Stored data entries:

PR #1030, opened 2020-06-05
Adding clarification regarding gsutil iam and it's -r option

piotrci:
This addresses issue: https://issuetracker.google.com/issues/122078625


starsandskies:
This looks good to me, though I'd like to defer to Dilip or Thomas as the owners of the repository.

NickGoog:
Did some quick tests, and this seems correct!

PR #1032, opened 2020-06-08
Improve rsync error text

NickGoog:
http://b/148476840

### DIFF
--- a/gslib/commands/rsync.py
+++ b/gslib/commands/rsync.py
@@ -1594,8 +1594,8 @@ class RsyncCommand(Command):
         logger=self.logger)
     if not have_existing_container:
       raise CommandException(
-          'arg (%s) does not name a directory, bucket, or bucket subdir.' %
-          url_str)
+          'arg (%s) does not name a directory, bucket, or bucket subdir.\n'
+          'Did you forget a trailing "/"?' % url_str)
     return url
 
   def RunCommand(self):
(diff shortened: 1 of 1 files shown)


gslib/commands/rsync.py
```diff
@@ -1594,8 +1594,8 @@ def _InsistContainer(self, url_str, treat_nonexistent_object_as_subdir):
         logger=self.logger)
     if not have_existing_container:
       raise CommandException(
-          'arg (%s) does not name a directory, bucket, or bucket subdir.' %
-          url_str)
+          'arg (%s) does not name a directory, bucket, or bucket subdir.\n'
+          'Did you forget a trailing "/"?' % url_str)
```
dilipped, line 1598: I feel a trailing / should not matter. Were you able to reproduce this error. I tried it locally and for me the command mentioned in the bug works fine. 

```
./gsutil rsync -r ~/temp/junk/three gs://gsutil_test_bucket-5/three
Building synchronization state...
Starting synchronization...
Copying file:///usr/local/google/home/dpednekar/temp/junk/three/a.txt [Content-Type=text/plain]...
Copying file:///usr/local/google/home/dpednekar/temp/junk/three/b.txt [Content-Type=text/plain]...
/ [2 files][    0.0 B/    0.0 B]
Operation completed over 2 objects.
```

NickGoog: Check out this public docs page. You can skip the diagram and go straight to step one: https://cloud.google.com/storage/docs/gsutil/addlhelp/HowSubdirectoriesWork

dilipped: Yeah I have seen that link. What I mean to say is that, this does not seem like a problem because of a missing slash, because the rsync command should work even if the slash is missing.  I.e if you specify a directory without a slash, rsync command should be able to treat it as a directory. There might be something else going on there and I am not able to reproduce the problem specified in the bug.

PR #1033, opened 2020-06-09
rm will continue on object 404s

thomasmaclean:


gslib/commands/rm.py
```diff
@@ -393,10 +393,15 @@ def RemoveFunc(self, name_expansion_result, thread_state=None):
...
-                            provider=exp_src_url.scheme)
+    try:
+      gsutil_api.DeleteObject(exp_src_url.bucket_name,
+                              exp_src_url.object_name,
+                              preconditions=self.preconditions,
+                              generation=exp_src_url.generation,
+                              provider=exp_src_url.scheme)
+    except NotFoundException as e:
+      # Retries during recursive object deletes can cause harmless 404s.
+      self.logger.info('Cannot find %s', exp_src_url)
```
dilipped, line 404: Curious about why we want to retry on 404. Can you please add a link to the issue this is trying to fix?

thomasmaclean: b/148433922

gslib/commands/rm.py
```diff
@@ -393,10 +393,15 @@ def RemoveFunc(self, name_expansion_result, thread_state=None):
...
+      DecrementFailureCount()
```
dilipped, line 405: Why do we have call this? Is DeleteObject call going to increment the failure count?

thomasmaclean: `command.py` increments failure count in `PerformTask`. This score keeping would be off by one when the 404 is harmless. I'll add a slightly more verbose comment to explain why this happens.

PR #1035, opened 2020-06-09
Update linter to use python3 for better forward compatibility.

NickGoog:
Makes developer environment setup a bit simpler because our yapf formatter uses "python3", but lylint was using "python" (version 2).


thomasmaclean:
You'll notice you have some Travis failures. I think you also need to make a change to `.travis.yml`. Something like:

```
  - if [[ "$TRAVIS_PYTHON_VERSION" =~ 3.6 ]]; then yapf -dr . ; fi
  - if [[ "$TRAVIS_PYTHON_VERSION" =~ 3.6 ]]; then test/run_pylint.sh
```

NickGoog:
@dilipped wanted to hold off on this change because we're still supporting Python2, so I was just going to let this PR sit for now.

PR #1043, opened 2020-06-12
Better error message for cp with empty source directory

NickGoog:
Make error message more clear for case where user tries to copy, and source files do not exist.
http://b/150820007

### DIFF
--- a/gslib/exception.py
+++ b/gslib/exception.py
@@ -31,8 +31,10 @@ from __future__ import unicode_literals
 
 import six
 
-NO_URLS_MATCHED_GENERIC = 'No URLs matched'
-NO_URLS_MATCHED_TARGET = 'No URLs matched: %s'
+NO_URLS_MATCHED_PREFIX = 'No URLs matched'
+NO_URLS_MATCHED_GENERIC = (NO_URLS_MATCHED_PREFIX +
+                           '. Do the files you\'re operating on exist?')
+NO_URLS_MATCHED_TARGET = NO_URLS_MATCHED_PREFIX + ': %s'
 
 if six.PY3:
   # StandardError was removed, so use the base exception type instead
--- a/gslib/tests/test_naming.py
+++ b/gslib/tests/test_naming.py
@@ -44,6 +44,7 @@ from gslib.cloud_api import ServiceException
 from gslib.exception import CommandException
 from gslib.exception import InvalidUrlError
 from gslib.exception import NO_URLS_MATCHED_GENERIC
+from gslib.exception import NO_URLS_MATCHED_TARGET
 from gslib.storage_url import StorageUrlFromString
 import gslib.tests.testcase as testcase
 from gslib.tests.util import ObjectToURI as suri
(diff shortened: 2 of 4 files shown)


gslib/tests/test_cp.py
```diff
@@ -2344,7 +2345,7 @@ def test_cp_minus_e(self):
         expected_status=1)
     self.assertIn('Copying file', stderr)
     self.assertIn('Skipping symbolic link', stderr)
-    self.assertIn('CommandException: No URLs matched: %s' % fpath2, stderr)
+    self.assertIn(NO_URLS_MATCHED_TARGET % fpath2, stderr)
```
dilipped, line 2348: Nit: IMO it's better to have literal strings in tests. It improves readability and makes the tests more robust. In case the value of constant changes accidentally, this test will let you know that something has changed.

gslib/tests/test_naming.py
```diff
@@ -1429,7 +1430,7 @@ def testRemoveObjsCommand(self):
       self.RunCommand('rm', [suri(dst_bucket_uri, 'non_existent')])
       self.fail('Did not get expected CommandException')
     except CommandException as e:
-      self.assertIn(NO_URLS_MATCHED_GENERIC, e.reason)
+      self.assertIn(NO_URLS_MATCHED_PREFIX, e.reason)
```
dilipped, line 1433: Why use NO_URLS_MATCHED_PREFIX here? I am guessing just NO_URLS_MATCHED_PREFIX msg will not be raised from anywhere?

gslib/tests/test_rm.py
```diff
@@ -121,7 +121,7 @@ def _RunRmCommandAndCheck():
         update_lines = True
         # Retry 404's and 409's due to eventual listing consistency, but don't
         # add the output to the set.
-        if (NO_URLS_MATCHED_GENERIC in stderr or
+        if (NO_URLS_MATCHED_PREFIX in stderr or
```
dilipped, line 124: ditto

gslib/tests/test_cp.py
NickGoog: I'm curious about the best choice, so I made a YAQs post:
http://yaqs/4676980226785280

I'll change it for now, though.

dilipped: Thanks, I would be curious to know what others think as well. YAQs post is a good idea. You might want to add a little more context there that the constant is coming from the actual code. 
I feel it is okay to use a constant that is separate for the test code, so that you don't have to repeat the literal everywhere in the test code. 
Another alternate idea would be to have a unittest to test the literal as well, then we can be sure that the literal is what we are expecting.

gslib/tests/test_rm.py
NickGoog: Made it more specific by using `NO_URLS_MATCHED_TARGET`

dilipped: Got it. In that case , this should be good.

gslib/tests/test_naming.py
NickGoog: Made the error we're testing for more specific.

gslib/exception.py
```diff
@@ -31,8 +31,10 @@
 
 import six
 
-NO_URLS_MATCHED_GENERIC = 'No URLs matched'
-NO_URLS_MATCHED_TARGET = 'No URLs matched: %s'
+NO_URLS_MATCHED_PREFIX = 'No URLs matched'
+NO_URLS_MATCHED_GENERIC = (NO_URLS_MATCHED_PREFIX +
+                           '. Do the files you\'re operating on exist?')
```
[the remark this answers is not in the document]
NickGoog: Accidentally merged before they could respond.
Will make another PR if the text doesn't work.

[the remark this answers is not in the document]
starsandskies: I think that should be fine. There's a devilishly nuanced discussion to be had around "file" vs. "object", but I think most users understand the terms to be, generally, synonymous. If you wanted, you could change the wording from "files" to "files/objects" so that people don't accidentally try to cue off of "files" to think the issue must be within their local directory?

PR #1045, opened 2020-06-15
Require force flag for expensive mv

NickGoog:
Requires "-f" for mv on nearline, coldline, or archive storage class object that will incur charge.
First part of:
http://b/30305521
Docs change in separate CL.


NickGoog:
Holding off on merging this b/c we found it may break existing user flows.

_DESCRIPTION OF THE TASK_. Repeat word for word the lines above that run from the line containing "Make error message" through the line containing "from gslib.storage_url import", both ends included, and nothing else.

_EXERCISE ANSWER_.
Make error message more clear for case where user tries to copy, and source files do not exist.
http://b/150820007

### DIFF
--- a/gslib/exception.py
+++ b/gslib/exception.py
@@ -31,8 +31,10 @@ from __future__ import unicode_literals
 
 import six
 
-NO_URLS_MATCHED_GENERIC = 'No URLs matched'
-NO_URLS_MATCHED_TARGET = 'No URLs matched: %s'
+NO_URLS_MATCHED_PREFIX = 'No URLs matched'
+NO_URLS_MATCHED_GENERIC = (NO_URLS_MATCHED_PREFIX +
+                           '. Do the files you\'re operating on exist?')
+NO_URLS_MATCHED_TARGET = NO_URLS_MATCHED_PREFIX + ': %s'
 
 if six.PY3:
   # StandardError was removed, so use the base exception type instead
--- a/gslib/tests/test_naming.py
+++ b/gslib/tests/test_naming.py
@@ -44,6 +44,7 @@ from gslib.cloud_api import ServiceException
 from gslib.exception import CommandException
 from gslib.exception import InvalidUrlError
 from gslib.exception import NO_URLS_MATCHED_GENERIC
+from gslib.exception import NO_URLS_MATCHED_TARGET
 from gslib.storage_url import StorageUrlFromString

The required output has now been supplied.